What do you mean by garbled ? Can you show us a screenshot?


For me, on Linux and Windows, when go to Text on column on A1, the preview shows Chinese characters. Is this bug report about that?

On windows, the rendering of the Japanese characters look low resolution. I guess that that's another issue


Version: 25.2.2.2 (X86_64) / LibreOffice Community
Build ID: 7370d4be9e3cf6031a51beef54ff3bda878e3fac
CPU threads: 8; OS: Linux 6.11; UI render: default; VCL: gtk3
Locale: en-US (en_US.UTF-8); UI: en-US
Flatpak
Calc: threaded
Comment 4 Saburo 2025-04-23 21:38:11 UTC
(In reply to opp from comment #3)
> What do you mean by garbled ? Can you show us a screenshot?
Same as your screenshot.

Isn't it garbled to say that the situation where the A1 cell 'あいう えおか' is displayed in Chinese-like characters is garbled.

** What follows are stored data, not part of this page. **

PR #448, opened 2023-07-28
Add escape related txs to database

torztomasz:
Resolves L2B-1931, L2B-1990, L2B-1978


packages/backend/src/core/TransactionHistory.ts
```diff
@@ -50,6 +50,26 @@ export class TransactionHistory {
     }
   }
 
+  getNonRevertableTransactionHistory() {
```
adamiak, line 53: What is "NonRevertable" Transaction? All transactions can be reverted, including freeze and escape. We should also show them on user page if they are reverted.

packages/backend/src/api/controllers/UserController.ts
```diff
@@ -553,9 +552,9 @@ function buildUserTransactions(
   collateralAsset?: CollateralAsset,
   assetDetailsMap?: AssetDetailsMap
 ): TransactionEntry[] {
+  const userTransactionHashes = userTransactions.map((t) => t.transactionHash)
   const sentEntries = sentTransactions
-    // Mined non-reverted transactions will be inside userTransactions
-    .filter((t) => t.mined === undefined || t.mined.reverted)
+    .filter((t) => !userTransactionHashes.includes(t.transactionHash))
```
adamiak, line 557: I think we should show "Reverted" transactions in user history. But maybe I misunderstand the purpose of this function here.

packages/backend/src/core/collectors/WithdrawalAllowedCollector.ts
```diff
@@ -70,17 +74,34 @@ export class WithdrawalAllowedCollector {
...
+        const freezeStatus = await this.keyValueStore.findByKey('freezeStatus')
+
+        const data = {
+          starkKey: StarkKey.from(event.args.starkKey),
+          assetType: AssetHash.from(event.args.assetType),
+          nonQuantizedAmount: event.args.nonQuantizedAmount.toBigInt(),
+          quantizedAmount: event.args.quantizedAmount.toBigInt(),
+        }
+
+        if (freezeStatus === 'frozen') {
```
adamiak, line 87: I guess this is a bit confusing, but freezeStatus is the status of the contract right now (it's set by calling `.isFrozen()` on the contract). So when explorer is resyncing, it might be processing LogWithdrawalEvents from the past, when the exchange was not frozen yet. So checking freezeStatus here is incorrect.

You can even imagine a scenario where freeze comes exactly after this event, so relying on anything that is set in a step which is separate to the collection process (e.g. before or after) could also return incorrect value here.

I think the best solution would be to add collector for an event that's fired when exchange is frozen (`emit LogFrozen()`)and here check if this event is in DB.

packages/frontend/src/view/components/tables/TransactionsTable.tsx
```diff
@@ -108,7 +114,9 @@ function getStatus(transaction: TransactionEntry): {
       case 'REVERTED':
         return { type: 'ERROR', text: 'REVERTED' }
       case 'INCLUDED':
-        throw new Error('WITHDRAW transaction cannot be INCLUDED')
+        throw new Error(
+          `${transaction.status} transaction cannot be ${transaction.status}`
```
adamiak, line 118: I don't understand this log message :)

packages/backend/src/api/controllers/TransactionSubmitController.ts
```diff
@@ -144,50 +141,172 @@ export class TransactionSubmitController {
...
+    const timestamp = Timestamp.now()
+    const fetched = await this.fetchTxAndDecode(
+      transactionHash,
+      this.contracts.escapeVerifier,
+      validateVerifyEscapeRequest
+    )
+    if (!fetched.isSuccess) {
+      return fetched.controllerResult
+    }
+
```
adamiak, line 228: You still need to check if fetched.data is true or false

adamiak (changes requested):

packages/backend/src/peripherals/database/transactions/UserTransaction.ts
```diff
@@ -21,8 +21,9 @@ export type UserTransactionData =
   | ForcedTradeData
   | ForcedWithdrawalData
   | FullWithdrawalData
-  | EscapeVerifiedData
   | WithdrawalPerformedData
+  | EscapeVerifiedData
```
adamiak, line 25: It turns out that parameters to `verifyEscape()` and `escape()` are different for spot and perpetual, even though the whole process is the same.

Perpetual:
```    
function verifyEscape(
        uint256[] calldata merkleProof,
        uint256 nAssets,
        uint256[] calldata sharedState
    )
    
 function escape(
        uint256 starkKey,
        uint256 vaultId,   // <-- this acutally is a positionId
        uint256 quantizedAmount
    )
 ```

Spot:
    
```
function verifyEscape(
          uint256[] calldata escapeProof
)     

function escape(
        uint256 ownerKey,
        uint256 vaultId,
        uint256 assetId,
        uint256 quantizedAmount
    )
```

Because of that, and to make things consistent, I suggest renaming the UserTransaction types and SentTransaction types to:

* VerifyPerpetualEscape
* FinalizePerpetualEscape

* VerifySpotEscape
* FinalizeSpotEscape

and to modify all function names accordingly (e.g. encode... etc.)

torztomasz: Well, I agree we need that refactoring, although I would do this as a part of spot escapes PR

packages/backend/src/api/controllers/TransactionSubmitController.ts
torztomasz: No need, in verifyAndDecodeTx fn there is a check for this: !data

packages/backend/src/api/controllers/UserController.ts
torztomasz: revist after log frozen

adamiak (approved):

PR #468, opened 2023-08-18
Update statistics design

torztomasz:


packages/frontend/src/view/pages/home/components/HomeStatistics.tsx
```diff
@@ -76,12 +75,25 @@ function StatisticsItem({
...
+        {formatStatisticsCount(value)}
+      </span>
+      <span className="hidden text-sm font-semibold text-zinc-500 md:inline">
+        # of all current {title.toLowerCase()}
+      </span>
     </div>
   )
 }
+
+function formatStatisticsCount(count: number) {
```
sz-piotr, line 93: We could use the number formatting function we have in L2BEAT, so that we display nicer numbers overall.

sz-piotr (approved):

PR #482, opened 2023-08-25
Implement tutorials page

torztomasz:
Resolves L2B-2274


packages/backend/src/core/TutorialService.ts
```diff
@@ -0,0 +1,17 @@
+import { HomeTutorialEntry } from '@explorer/frontend'
+import fs from 'fs'
+
+export class TutorialService {
+  getTutorials(): HomeTutorialEntry[] {
+    const files = fs.readdirSync('src/content/tutorials')
```
sz-piotr, line 6: Will the tutorials always be platform neutral? So the same for e.g. dydx and apex?

packages/frontend/src/preview/routes.ts
```diff
@@ -131,6 +132,7 @@ const routes: Route[] = [
 
       ctx.body = renderHomePage({
         context,
+        tutorials: tutorials,
```
sz-piotr, line 135:
```suggestion
        tutorials,
```
Same in cases below

sz-piotr (approved):

packages/backend/src/core/TutorialService.ts
torztomasz: Well I would say so, if not we would filter by some prefix e.g. apex-example.md

PR #485, opened 2023-08-28
Ignore but log Live L2 txs parse errors

adamiak:


packages/backend/src/peripherals/starkware/schema/PerpetualLiveL2TransactionResponse.ts
```diff
@@ -5,14 +5,19 @@ import { PerpetualL2Transaction } from './PerpetualBatchInfoResponse'
 const PerpetualLiveL2TransactionResponseTransactionInfo = z.object({
   tx: PerpetualL2Transaction,
   tx_id: z.number(),
+  parseError: z.undefined(),
```
torztomasz, line 8: why is that z.undefined?

torztomasz (dismissed):

packages/backend/src/peripherals/starkware/schema/PerpetualLiveL2TransactionResponse.ts
adamiak: Removed here and added as a separate discriminated union called ParsedL2TransactionInfo

packages/backend/src/core/sync/LiveL2TransactionDownloader.test.ts
```diff
@@ -86,17 +87,19 @@ describe(LiveL2TransactionDownloader.name, () => {
...
-          ).toHaveBeenNthCalledWith(
-            i + 1,
-            {
-              transactionId: tx.transactionId,
-              timestamp: tx.timestamp,
-              data: tx.transaction,
-            },
-            mockKnexTransaction
-          )
+          if (tx.parsedSuccessfully) {
```
michalsidzej, line 90: I'd suggest adding a test that checks what happens if the transaction is not parsed successfully.

michalsidzej (approved):
This change is quite simple, but touches quite a few logical checks. Would be great to unit test a less happy path. This is a nit pick, but otherwise LGTM

packages/backend/src/core/sync/LiveL2TransactionDownloader.test.ts
adamiak: Added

Since it relies on machine translation, the words may not be appropriate.
Comment 5 Saburo 2025-04-23 23:23:32 UTC
Created attachment 200488 [details]
screenshots

I think there is a bug because when I select two lines and run it, one line becomes unreadable text.
Comment 6 Mateusz Wlazłowski 2025-04-24 15:09:05 UTC
(In reply to Saburo from comment #4)

> Isn't it garbled to say that the situation where the A1 cell 'あいう えおか' is
> displayed in Chinese-like characters is garbled.

I don't know


I confirm the bug
Comment 7 Takenori Yasuda 2025-07-14 01:09:53 UTC
The supposedly garbled string appears to have undergone a byte swap between the high and low bytes of each Unicode code point.

Using Attachment 200478 [details] as an example:

- あいう えおか -> U+3042 U+3044 U+3046 U+3000 U+3048 U+304A U+304B
- 䈰䐰䘰0䠰䨰䬰 -> U+4230 U+4430 U+4630 U+0030 U+4830 U+4A30 U+4B30

This clearly shows that each code point has had its bytes reversed, suggesting an endian-related issue in how the text is being handled internally.